--- Your instructions ---
Read through the lines below and copy the ones holding the string "userProfile".

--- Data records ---
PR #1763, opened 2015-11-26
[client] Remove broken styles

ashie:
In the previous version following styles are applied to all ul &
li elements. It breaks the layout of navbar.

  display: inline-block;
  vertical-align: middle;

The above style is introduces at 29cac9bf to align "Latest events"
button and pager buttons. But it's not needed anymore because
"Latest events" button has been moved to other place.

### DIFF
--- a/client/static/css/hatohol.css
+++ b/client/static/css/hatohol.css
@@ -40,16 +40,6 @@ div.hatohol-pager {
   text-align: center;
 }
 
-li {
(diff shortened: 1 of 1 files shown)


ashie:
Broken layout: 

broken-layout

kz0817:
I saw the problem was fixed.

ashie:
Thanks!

---

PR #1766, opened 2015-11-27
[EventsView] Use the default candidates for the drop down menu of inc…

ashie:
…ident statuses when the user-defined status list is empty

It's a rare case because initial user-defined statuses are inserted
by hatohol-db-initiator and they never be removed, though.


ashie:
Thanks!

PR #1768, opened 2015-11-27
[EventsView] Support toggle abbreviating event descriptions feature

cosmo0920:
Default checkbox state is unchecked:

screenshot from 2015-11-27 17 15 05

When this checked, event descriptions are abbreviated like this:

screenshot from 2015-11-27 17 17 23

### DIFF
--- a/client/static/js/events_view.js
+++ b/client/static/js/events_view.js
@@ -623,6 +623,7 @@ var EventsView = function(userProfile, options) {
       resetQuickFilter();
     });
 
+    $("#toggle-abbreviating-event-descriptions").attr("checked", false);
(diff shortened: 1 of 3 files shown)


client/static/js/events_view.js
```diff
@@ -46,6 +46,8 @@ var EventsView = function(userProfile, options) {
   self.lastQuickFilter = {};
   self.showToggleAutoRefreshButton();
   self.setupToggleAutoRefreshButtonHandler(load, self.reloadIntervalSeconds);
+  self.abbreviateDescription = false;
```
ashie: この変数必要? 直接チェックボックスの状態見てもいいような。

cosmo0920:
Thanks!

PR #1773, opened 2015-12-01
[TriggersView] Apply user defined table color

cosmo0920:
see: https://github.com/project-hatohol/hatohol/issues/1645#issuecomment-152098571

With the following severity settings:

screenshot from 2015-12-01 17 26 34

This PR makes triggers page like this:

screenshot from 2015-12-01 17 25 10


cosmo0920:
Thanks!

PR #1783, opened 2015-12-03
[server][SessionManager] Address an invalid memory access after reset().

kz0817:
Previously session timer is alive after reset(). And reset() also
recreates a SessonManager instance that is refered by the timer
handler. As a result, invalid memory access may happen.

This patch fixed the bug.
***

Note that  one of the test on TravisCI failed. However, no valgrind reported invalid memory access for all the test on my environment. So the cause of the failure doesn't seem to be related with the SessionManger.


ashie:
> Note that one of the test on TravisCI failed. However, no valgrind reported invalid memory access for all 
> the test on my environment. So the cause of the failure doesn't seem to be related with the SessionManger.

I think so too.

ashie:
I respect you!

* * *

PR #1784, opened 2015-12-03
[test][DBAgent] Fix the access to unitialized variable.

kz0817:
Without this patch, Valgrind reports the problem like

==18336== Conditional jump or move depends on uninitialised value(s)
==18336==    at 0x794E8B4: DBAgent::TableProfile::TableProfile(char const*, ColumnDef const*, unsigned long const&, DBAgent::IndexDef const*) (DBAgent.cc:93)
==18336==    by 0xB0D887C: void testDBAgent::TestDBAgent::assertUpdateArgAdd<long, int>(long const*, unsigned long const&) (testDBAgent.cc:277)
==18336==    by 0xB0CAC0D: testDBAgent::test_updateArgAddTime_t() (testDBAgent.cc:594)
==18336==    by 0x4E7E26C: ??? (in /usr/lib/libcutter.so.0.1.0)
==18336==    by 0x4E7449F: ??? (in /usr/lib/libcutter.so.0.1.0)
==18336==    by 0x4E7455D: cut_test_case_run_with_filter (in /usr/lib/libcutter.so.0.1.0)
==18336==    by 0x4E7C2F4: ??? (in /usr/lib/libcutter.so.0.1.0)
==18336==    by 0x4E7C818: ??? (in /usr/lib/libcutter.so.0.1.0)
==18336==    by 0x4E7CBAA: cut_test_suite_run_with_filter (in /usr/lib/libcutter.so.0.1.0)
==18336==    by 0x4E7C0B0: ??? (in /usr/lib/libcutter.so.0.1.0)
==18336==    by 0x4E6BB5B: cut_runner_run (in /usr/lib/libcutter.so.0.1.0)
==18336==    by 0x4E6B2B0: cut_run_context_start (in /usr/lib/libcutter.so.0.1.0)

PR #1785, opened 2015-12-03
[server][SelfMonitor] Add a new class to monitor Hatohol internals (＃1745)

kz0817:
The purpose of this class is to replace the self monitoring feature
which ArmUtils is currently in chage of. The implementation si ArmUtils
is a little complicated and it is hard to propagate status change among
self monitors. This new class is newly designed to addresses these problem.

--- Written response ---
@@ -623,6 +623,7 @@ var EventsView = function(userProfile, options) {
@@ -46,6 +46,8 @@ var EventsView = function(userProfile, options) {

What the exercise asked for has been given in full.